Saved entries

=-=-=-=-=

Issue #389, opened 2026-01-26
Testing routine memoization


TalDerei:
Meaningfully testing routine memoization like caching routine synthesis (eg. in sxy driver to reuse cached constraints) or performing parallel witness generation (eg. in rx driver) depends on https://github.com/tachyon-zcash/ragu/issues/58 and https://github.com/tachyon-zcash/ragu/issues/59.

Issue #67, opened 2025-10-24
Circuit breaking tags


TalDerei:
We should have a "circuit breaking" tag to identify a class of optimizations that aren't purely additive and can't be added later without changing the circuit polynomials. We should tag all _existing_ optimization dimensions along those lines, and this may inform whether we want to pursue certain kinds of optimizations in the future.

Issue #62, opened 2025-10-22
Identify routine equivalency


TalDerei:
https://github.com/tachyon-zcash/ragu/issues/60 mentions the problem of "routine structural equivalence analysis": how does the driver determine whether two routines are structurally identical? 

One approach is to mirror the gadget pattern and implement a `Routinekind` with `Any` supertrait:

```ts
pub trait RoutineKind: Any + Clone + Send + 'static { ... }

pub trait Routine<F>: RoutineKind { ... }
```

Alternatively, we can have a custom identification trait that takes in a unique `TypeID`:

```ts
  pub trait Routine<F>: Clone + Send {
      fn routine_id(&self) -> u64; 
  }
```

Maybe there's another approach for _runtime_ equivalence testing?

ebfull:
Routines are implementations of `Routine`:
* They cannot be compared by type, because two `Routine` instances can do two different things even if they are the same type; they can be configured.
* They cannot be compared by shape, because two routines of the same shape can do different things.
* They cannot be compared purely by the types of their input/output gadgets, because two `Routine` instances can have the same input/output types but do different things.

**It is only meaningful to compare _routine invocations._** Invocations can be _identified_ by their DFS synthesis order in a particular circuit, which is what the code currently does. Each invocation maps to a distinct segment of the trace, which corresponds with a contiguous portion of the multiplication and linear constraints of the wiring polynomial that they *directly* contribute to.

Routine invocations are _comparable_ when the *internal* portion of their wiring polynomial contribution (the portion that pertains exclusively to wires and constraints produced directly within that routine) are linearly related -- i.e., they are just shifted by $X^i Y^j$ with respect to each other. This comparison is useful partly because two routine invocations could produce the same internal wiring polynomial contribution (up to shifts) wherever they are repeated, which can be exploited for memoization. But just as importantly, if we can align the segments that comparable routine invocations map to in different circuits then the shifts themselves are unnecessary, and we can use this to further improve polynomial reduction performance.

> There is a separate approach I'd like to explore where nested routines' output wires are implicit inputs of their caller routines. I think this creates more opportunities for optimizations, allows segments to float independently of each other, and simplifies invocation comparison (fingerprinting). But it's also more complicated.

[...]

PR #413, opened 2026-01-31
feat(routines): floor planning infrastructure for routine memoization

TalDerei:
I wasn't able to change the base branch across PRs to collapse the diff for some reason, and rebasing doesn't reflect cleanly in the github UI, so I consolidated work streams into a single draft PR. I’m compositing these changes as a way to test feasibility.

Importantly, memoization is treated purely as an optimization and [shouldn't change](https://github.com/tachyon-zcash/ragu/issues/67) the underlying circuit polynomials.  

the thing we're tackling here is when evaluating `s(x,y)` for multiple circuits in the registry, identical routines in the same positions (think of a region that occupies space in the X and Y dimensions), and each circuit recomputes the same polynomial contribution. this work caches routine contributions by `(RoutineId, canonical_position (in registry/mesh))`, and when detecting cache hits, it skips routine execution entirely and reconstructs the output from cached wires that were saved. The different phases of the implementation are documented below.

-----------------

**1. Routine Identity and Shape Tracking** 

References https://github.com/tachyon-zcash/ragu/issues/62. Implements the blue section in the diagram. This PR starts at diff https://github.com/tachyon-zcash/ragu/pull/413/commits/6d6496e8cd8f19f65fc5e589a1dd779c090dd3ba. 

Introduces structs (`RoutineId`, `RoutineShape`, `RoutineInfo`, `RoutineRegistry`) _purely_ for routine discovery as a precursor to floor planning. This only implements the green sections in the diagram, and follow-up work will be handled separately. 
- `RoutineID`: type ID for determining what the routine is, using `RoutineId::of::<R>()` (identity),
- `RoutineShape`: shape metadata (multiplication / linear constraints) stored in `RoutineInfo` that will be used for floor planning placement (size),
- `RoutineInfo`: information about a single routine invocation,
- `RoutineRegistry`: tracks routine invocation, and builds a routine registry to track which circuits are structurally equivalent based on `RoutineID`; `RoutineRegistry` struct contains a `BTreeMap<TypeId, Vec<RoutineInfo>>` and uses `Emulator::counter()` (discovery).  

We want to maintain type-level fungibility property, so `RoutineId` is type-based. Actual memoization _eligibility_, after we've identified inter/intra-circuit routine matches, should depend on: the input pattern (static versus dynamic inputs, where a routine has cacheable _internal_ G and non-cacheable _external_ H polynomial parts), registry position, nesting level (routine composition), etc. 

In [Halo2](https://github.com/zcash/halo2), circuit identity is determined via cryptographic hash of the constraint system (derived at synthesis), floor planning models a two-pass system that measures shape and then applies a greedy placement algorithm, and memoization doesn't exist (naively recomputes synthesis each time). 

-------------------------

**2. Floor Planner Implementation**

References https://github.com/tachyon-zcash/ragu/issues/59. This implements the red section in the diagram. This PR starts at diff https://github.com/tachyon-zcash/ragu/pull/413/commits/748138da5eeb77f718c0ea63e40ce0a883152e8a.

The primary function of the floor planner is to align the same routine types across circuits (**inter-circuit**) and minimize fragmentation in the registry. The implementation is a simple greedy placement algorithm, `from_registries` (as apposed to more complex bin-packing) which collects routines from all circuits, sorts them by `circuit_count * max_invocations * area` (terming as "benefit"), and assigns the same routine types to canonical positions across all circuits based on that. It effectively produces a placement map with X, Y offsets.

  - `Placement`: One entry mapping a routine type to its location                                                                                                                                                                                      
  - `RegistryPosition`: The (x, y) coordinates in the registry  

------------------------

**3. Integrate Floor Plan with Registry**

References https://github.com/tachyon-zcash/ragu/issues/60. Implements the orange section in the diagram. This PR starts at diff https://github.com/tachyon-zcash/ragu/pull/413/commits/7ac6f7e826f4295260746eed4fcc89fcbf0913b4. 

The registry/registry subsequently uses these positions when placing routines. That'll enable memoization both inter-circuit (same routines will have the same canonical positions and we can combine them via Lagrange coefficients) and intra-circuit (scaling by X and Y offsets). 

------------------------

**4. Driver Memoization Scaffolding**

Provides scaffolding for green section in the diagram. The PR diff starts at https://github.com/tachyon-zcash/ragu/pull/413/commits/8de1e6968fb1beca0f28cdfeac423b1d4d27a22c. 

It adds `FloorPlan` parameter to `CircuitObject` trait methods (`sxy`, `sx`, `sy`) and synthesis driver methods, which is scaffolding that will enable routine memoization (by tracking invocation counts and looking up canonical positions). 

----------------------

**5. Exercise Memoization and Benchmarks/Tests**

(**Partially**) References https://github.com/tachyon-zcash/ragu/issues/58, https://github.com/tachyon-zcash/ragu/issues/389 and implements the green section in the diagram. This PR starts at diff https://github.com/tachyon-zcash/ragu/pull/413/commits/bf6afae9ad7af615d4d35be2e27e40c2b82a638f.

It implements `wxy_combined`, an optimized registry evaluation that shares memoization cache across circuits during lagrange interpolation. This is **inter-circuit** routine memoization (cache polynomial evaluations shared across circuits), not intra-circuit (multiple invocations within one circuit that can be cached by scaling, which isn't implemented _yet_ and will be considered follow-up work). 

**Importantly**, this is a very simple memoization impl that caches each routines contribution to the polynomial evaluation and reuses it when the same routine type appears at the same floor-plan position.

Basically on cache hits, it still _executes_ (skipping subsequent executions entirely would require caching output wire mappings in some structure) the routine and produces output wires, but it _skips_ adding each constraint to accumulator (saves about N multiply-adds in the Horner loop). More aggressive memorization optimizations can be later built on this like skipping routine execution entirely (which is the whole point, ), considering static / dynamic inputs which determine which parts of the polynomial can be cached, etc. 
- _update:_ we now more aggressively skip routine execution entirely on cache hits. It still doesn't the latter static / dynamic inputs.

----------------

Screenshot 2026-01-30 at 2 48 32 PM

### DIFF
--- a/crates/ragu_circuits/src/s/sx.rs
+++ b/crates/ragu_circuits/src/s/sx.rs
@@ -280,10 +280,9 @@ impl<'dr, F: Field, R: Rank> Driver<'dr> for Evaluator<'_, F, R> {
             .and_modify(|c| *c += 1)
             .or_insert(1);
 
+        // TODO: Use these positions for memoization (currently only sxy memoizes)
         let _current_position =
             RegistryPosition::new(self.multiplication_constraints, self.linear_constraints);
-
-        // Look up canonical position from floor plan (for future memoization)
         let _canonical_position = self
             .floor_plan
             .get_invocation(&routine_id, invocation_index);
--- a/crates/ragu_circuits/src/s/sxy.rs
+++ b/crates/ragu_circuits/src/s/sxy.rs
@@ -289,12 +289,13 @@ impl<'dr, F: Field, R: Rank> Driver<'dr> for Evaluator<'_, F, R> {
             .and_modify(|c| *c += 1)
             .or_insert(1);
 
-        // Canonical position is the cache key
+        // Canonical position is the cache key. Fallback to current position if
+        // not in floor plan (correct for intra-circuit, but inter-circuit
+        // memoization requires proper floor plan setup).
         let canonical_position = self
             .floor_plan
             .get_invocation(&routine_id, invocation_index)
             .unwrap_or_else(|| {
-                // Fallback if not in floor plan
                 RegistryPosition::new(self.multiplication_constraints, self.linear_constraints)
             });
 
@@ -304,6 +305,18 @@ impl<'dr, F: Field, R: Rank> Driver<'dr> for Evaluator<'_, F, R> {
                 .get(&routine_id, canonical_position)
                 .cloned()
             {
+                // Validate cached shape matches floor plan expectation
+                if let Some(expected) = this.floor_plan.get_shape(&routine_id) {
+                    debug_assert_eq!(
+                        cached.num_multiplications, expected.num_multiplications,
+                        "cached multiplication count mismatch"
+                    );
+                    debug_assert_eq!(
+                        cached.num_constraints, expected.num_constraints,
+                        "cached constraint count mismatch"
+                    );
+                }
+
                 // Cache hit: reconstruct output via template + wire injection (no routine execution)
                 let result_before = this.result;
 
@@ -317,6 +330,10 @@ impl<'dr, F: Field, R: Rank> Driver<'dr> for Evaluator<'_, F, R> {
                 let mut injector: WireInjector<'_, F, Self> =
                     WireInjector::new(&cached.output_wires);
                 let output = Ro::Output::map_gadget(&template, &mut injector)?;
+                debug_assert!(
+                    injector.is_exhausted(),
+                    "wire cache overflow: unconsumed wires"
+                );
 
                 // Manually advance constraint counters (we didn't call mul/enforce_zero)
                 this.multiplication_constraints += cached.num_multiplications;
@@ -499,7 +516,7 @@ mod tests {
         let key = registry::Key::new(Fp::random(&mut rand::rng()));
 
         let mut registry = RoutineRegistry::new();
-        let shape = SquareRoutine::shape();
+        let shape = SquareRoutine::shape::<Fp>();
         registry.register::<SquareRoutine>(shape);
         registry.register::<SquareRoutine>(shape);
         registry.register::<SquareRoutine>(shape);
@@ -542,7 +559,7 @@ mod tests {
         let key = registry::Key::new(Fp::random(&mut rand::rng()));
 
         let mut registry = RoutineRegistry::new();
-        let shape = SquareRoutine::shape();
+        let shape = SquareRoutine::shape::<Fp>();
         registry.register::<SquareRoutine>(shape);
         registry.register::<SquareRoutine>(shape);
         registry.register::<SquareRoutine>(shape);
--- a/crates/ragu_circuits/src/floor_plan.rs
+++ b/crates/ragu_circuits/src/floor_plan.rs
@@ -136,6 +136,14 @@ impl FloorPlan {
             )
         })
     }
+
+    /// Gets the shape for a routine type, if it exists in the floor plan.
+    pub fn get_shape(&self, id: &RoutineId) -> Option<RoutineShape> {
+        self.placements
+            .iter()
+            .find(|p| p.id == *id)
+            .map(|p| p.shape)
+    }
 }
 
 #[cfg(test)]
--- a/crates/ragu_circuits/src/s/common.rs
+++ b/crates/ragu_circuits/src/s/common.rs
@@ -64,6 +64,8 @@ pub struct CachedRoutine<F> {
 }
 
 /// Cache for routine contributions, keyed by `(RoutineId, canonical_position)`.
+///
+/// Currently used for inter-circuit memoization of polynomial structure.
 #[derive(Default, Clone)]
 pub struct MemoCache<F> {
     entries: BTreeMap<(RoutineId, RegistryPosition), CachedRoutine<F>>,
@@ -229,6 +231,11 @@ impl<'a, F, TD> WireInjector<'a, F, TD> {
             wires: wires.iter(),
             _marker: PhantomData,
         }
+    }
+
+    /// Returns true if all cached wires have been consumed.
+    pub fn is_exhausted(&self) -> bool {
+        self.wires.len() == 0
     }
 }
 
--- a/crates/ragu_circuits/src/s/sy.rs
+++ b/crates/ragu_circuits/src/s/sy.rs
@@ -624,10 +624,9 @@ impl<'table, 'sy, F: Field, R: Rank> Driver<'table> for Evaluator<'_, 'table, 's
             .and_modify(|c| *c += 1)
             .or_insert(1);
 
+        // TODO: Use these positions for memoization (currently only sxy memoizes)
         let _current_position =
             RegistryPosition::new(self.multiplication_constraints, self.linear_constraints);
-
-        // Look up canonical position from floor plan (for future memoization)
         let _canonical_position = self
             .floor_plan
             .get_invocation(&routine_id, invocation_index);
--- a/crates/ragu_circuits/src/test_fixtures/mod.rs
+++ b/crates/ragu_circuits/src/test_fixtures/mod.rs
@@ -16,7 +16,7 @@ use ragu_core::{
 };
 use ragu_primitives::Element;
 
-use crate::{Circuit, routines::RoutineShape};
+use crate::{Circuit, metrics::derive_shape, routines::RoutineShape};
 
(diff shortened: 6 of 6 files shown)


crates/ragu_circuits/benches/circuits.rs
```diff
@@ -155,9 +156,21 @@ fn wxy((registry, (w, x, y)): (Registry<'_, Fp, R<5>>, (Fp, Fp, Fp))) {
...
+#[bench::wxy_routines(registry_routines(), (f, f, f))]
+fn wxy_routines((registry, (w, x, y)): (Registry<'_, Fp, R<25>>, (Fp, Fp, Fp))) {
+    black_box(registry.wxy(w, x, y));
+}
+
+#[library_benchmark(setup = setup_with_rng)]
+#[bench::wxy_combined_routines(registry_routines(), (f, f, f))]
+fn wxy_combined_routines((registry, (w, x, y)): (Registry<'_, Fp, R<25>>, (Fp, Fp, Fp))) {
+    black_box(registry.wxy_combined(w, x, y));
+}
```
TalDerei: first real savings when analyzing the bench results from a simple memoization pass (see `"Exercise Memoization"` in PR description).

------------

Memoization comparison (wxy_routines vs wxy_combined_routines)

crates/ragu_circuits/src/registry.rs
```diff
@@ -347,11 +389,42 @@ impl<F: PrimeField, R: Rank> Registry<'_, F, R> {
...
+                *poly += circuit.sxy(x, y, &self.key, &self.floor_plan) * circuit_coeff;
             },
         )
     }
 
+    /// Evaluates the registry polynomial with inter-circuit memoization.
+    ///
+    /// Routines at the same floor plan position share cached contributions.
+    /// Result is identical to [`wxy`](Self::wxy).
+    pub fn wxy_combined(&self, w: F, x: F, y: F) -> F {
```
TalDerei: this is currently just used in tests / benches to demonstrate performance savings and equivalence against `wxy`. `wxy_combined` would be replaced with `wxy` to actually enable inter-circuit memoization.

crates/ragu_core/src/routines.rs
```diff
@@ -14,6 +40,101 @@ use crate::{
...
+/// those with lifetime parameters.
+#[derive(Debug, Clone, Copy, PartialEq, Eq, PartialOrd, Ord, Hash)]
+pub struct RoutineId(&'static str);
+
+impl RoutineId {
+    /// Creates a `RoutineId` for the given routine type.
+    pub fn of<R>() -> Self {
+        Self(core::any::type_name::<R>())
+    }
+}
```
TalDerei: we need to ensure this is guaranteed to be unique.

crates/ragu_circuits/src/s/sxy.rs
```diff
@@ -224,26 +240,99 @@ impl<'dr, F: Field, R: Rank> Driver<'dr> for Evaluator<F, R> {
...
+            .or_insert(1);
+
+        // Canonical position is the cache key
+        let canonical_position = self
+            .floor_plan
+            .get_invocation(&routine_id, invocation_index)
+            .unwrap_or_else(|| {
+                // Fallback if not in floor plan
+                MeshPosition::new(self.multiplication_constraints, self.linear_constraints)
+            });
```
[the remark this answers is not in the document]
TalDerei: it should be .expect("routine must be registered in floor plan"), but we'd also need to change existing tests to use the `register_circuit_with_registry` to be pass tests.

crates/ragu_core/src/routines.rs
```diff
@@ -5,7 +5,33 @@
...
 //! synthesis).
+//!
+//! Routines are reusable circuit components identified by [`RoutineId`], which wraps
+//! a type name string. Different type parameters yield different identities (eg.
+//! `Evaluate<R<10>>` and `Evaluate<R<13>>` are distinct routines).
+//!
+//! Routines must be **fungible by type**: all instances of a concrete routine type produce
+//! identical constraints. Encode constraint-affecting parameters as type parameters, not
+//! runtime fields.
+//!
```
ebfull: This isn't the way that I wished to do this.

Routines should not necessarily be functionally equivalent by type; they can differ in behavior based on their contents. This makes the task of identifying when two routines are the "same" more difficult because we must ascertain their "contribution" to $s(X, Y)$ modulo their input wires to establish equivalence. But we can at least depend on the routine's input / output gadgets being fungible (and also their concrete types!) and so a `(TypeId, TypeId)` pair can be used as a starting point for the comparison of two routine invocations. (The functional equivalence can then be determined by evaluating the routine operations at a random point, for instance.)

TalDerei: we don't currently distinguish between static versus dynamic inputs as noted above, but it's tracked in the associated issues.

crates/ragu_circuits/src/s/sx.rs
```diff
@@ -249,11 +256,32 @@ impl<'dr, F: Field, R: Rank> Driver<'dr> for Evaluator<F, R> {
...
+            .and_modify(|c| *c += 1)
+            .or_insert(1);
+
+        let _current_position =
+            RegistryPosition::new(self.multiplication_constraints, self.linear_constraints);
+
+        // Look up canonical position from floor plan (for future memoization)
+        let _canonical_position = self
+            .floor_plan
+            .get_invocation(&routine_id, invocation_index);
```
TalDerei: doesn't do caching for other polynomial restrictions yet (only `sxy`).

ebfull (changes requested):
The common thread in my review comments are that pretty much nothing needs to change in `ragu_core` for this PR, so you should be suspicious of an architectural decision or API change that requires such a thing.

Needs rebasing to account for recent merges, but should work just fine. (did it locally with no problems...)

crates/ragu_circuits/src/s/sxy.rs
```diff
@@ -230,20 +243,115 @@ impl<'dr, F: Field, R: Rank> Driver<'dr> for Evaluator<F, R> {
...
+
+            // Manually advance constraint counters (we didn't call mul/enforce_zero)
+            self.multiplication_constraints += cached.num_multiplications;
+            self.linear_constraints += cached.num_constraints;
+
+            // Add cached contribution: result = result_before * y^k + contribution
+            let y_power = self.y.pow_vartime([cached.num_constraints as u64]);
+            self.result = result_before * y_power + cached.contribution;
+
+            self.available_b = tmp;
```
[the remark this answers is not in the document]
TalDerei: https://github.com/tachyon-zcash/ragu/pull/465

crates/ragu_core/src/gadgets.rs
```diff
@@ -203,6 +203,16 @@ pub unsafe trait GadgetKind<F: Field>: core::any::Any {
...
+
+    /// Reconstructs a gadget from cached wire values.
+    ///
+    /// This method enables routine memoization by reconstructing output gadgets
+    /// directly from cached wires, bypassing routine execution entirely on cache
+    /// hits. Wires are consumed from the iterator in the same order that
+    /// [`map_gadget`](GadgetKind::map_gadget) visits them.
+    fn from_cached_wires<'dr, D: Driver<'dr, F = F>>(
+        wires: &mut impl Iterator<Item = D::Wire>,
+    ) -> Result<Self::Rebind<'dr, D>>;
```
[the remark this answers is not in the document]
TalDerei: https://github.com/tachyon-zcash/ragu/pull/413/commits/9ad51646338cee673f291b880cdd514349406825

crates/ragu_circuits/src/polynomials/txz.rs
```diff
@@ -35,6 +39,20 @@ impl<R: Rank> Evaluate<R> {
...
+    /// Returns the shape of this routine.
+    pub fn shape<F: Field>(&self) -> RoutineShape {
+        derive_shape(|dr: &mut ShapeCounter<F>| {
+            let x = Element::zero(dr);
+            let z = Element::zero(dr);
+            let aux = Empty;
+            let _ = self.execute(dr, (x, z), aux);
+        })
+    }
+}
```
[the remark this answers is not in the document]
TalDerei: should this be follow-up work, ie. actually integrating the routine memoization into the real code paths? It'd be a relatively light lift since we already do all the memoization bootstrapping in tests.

=-=-=-=-=

-- WORK ORDER --
Return each line in the records that holds the string "changes".

-- RESPONSE TO THIS TASK --
I wasn't able to change the base branch across PRs to collapse the diff for some reason, and rebasing doesn't reflect cleanly in the github UI, so I consolidated work streams into a single draft PR. I’m compositing these changes as a way to test feasibility.
ebfull (changes requested):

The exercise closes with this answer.